(3 stars)

‘No Time to Die” is a bit too long and a bit too complicated, with a villain in the form of Rami Malek’s Lyutsifer Safin, whose motivation in seeking a genetically programmable bioweapon that microtargets its victims by DNA is murky, to say the least.

It does come in handy, however, as a plot device, particularly at the film’s climax.

At the same time, Daniel Craig’s fifth and final outing as the secret MI6 superagent James Bond is also a fittingly complicated and ultimately perversely satisfying send-off for the actor, whose character as the film gets underway isn’t even Agent 007 any more, but a retiree (as Craig is about to become, from this franchise). As the fast-paced, even frenzied film gets underway, we pick up with Bond — can anyone get away with calling him James, other than his lady friends? — on holiday with his honey: Léa Seydoux’s sexy psychiatrist Madeleine Swann, whom we met in the last film “Spectre.”

A brief flashback prologue adds a layer of backstory to her dossier, and then “Die” really gets rolling, with a bang.

Make that several bangs. An explosion — complete with a (preposterous, yet quiet literal) calling card left by the criminal organization Spectre — is rapidly followed by a chase through the cobblestone streets of a quaint Italian village, involving multiple assailants and automatic weapon fire, and culminating in an abrupt leave-taking between Bond and Madeleine.

This would appear to be in line with Bond’s storied love-’em-and-leave-’em romantic ethos, except that Craig’s version of the character has always been a little more of a softy: The emotional magma has always flowed hot and heavy beneath his gruff and grouchy crust. Case in point: The bomb goes off while Bond is visiting the grave of Vesper Lynd (Eva Green), the woman he has been struggling to get over ever since Craig’s 2006 debut in “Casino Royale.”

The 25th installment in the James Bond series is "No Time to Die." (Universal Pictures)
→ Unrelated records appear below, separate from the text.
PR #5718, opened 2020-05-18
CUDA lib path tests: unset CUDA_PATH when CUDA_HOME unset

gmarkall:
The library lookup mechanism in `numba.cuda.cuda_paths.get_cuda_home()` tries `CUDA_PATH` if `CUDA_HOME` is unset. This causes a problem for the test_library_lookup tests if `CUDA_PATH` is set, because it unsets `CUDA_HOME` then expects not to find the CUDA toolkit by the `CUDA_PATH` method.

The `CUDA_PATH` variable can sometimes be set on Windows, or on other platforms where the conda-forge CuPy package is installed - it adds an activation script to the conda environment that sets `CUDA_PATH` to point to the conda environment.

This PR rectifies the issue by changing the tests so that they also unset `CUDA_PATH` when `CUDA_HOME` is unset.

### DIFF
--- a/numba/cuda/tests/nocuda/test_library_lookup.py
+++ b/numba/cuda/tests/nocuda/test_library_lookup.py
@@ -129,6 +129,7 @@ class TestLibDeviceLookUp(LibraryLookupBase):
     @staticmethod
     def do_clear_envs():
         remove_env('CUDA_HOME')
+        remove_env('CUDA_PATH')
         remove_env('NUMBAPRO_CUDALIB')
         remove_env('NUMBAPRO_LIBDEVICE')
         return True, _get_libdevice_path_decision()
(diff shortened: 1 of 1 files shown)


leofang:
> The `CUDA_PATH` variable can sometimes be set on Windows, or on other platforms where the conda-forge CuPy package is installed - it adds an activation script to the conda environment that sets `CUDA_PATH` to point to the conda environment.

This was done in this PR: https://github.com/conda-forge/cupy-feedstock/pull/49. Thanks for addressing this, @gmarkall!

stuartarchibald:
Buildfarm ID: `numba_smoketest_cuda_56`.

stuartarchibald:
Buildfarm passed.

PR #5721, opened 2020-05-18
Fix array iterator layout.

### LINKED ISSUE #5692: issue with >1d array iteration
numba 0.49.0
numpy 1.18.2
Python 3.8.2 (default, May  7 2020, 20:00:49) [GCC 7.3.0] on linux

```python
import numba as nb
import numpy as np


@nb.njit()
def outer_product_sum(x: np.ndarray, y: np.ndarray) -> np.ndarray:
    assert x.ndim == 2, "dimensions of both arrays must be 2"
    assert y.ndim == 2, "dimensions of both arrays must be 2"
    assert x.shape[1] == y.shape[1], "The second dimension of both arrays must be equal"

    o = np.zeros((x.shape[0], y.shape[0]))
    for v1, v2 in zip(x.T, y.T):
        o += np.outer(v1, v2)
    return o

x = np.array([[1, 8, 9, 1], [4, 64, 27, 1]])
y = np.array([[1, 1/2, 1/3, 1],  [1/2, 1/4, 1/9, 1], [1/2, 1/4, 1/9, 1]])
expected = np.outer(x[:,0], y[:,0]) + np.outer(x[:,1], y[:,1]) + np.outer(x[:,2], y[:,2]) + np.outer(x[:,3], y[:,3])
actual = outer_product_sum(x, y)
assert np.isclose(expected, actual).all()
```

Without the decorator, this test passes, but with the decorator, it fails. On inspection, it is clear that the issue is not with the sum, but with the inner product. In this context, `np.outer` is not producing correct results. `v1`, `v2` are as expected, but `np.outer` no longer performs the outer product.

stuartarchibald:
As title. Fixes #5692

### DIFF
--- a/numba/core/types/iterators.py
+++ b/numba/core/types/iterators.py
@@ -103,6 +103,6 @@ class ArrayIterator(SimpleIteratorType):
         elif nd == 1:
             yield_type = array_type.dtype
         else:
-            # iteration semantics leads to C order layout
-            yield_type = array_type.copy(ndim=array_type.ndim - 1, layout='C')
+            # iteration semantics leads to A order layout
+            yield_type = array_type.copy(ndim=array_type.ndim - 1, layout='A')
         super(ArrayIterator, self).__init__(name, yield_type)
--- a/numba/core/types/iterators.py
+++ b/numba/core/types/iterators.py
@@ -103,5 +103,6 @@ class ArrayIterator(SimpleIteratorType):
         elif nd == 1:
             yield_type = array_type.dtype
         else:
-            yield_type = array_type.copy(ndim=array_type.ndim - 1)
+            # iteration semantics leads to C order layout
+            yield_type = array_type.copy(ndim=array_type.ndim - 1, layout='C')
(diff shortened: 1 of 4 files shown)


sklam:
Note: are there more implementation issues? like what if inner axis are strided?

stuartarchibald:
> Note: are there more implementation issues? like what if inner axis are strided?

Added some tests in e4984d2 for outer, middle and inner stride.

numba/core/types/iterators.py
```diff
@@ -103,5 +103,6 @@ def __init__(self, array_type):
         elif nd == 1:
             yield_type = array_type.dtype
         else:
-            yield_type = array_type.copy(ndim=array_type.ndim - 1)
+            # iteration semantics leads to C order layout
+            yield_type = array_type.copy(ndim=array_type.ndim - 1, layout='C')
```
sklam, line 107: setting layout to `'A'` is probably the safest fix.

stuartarchibald: Done, also added the example as a test.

Oh well, we’ll see Madeleine again, and “Spectre’s” Blofeld (Christoph Waltz), who is still pulling some strings, despite being locked up in Belmarsh Prison. But the film, which could easily lose 30 minutes, only gradually narrows its focus. Eventually, it becomes clear that it’s about Safin’s efforts to acquire the precision biotech known as Heracles — developed in a secret MI6 lab and stolen, along with the one geek (David Dencik) who knows how to use it — and Bond’s efforts to stop him.

Another old friend from earlier films, CIA handler Felix Leiter (Jeffrey Wright) shows up to help, while Bond’s replacement at MI6 (a delightful Lashana Lynch) is briefly our hero’s rival.

There are a few other surprises, both pleasant and unpleasant, along the way. In the former category: an interlude, set in Cuba, featuring Ana de Armas as Paloma, a green CIA recruit who teams up with the skeptical Bond in pursuit of the Heracles weapon. Paloma turns out to have more skills and seasoning than her three weeks of secret agent training — as she advertises to Bond, with chipper overeagerness — would indicate.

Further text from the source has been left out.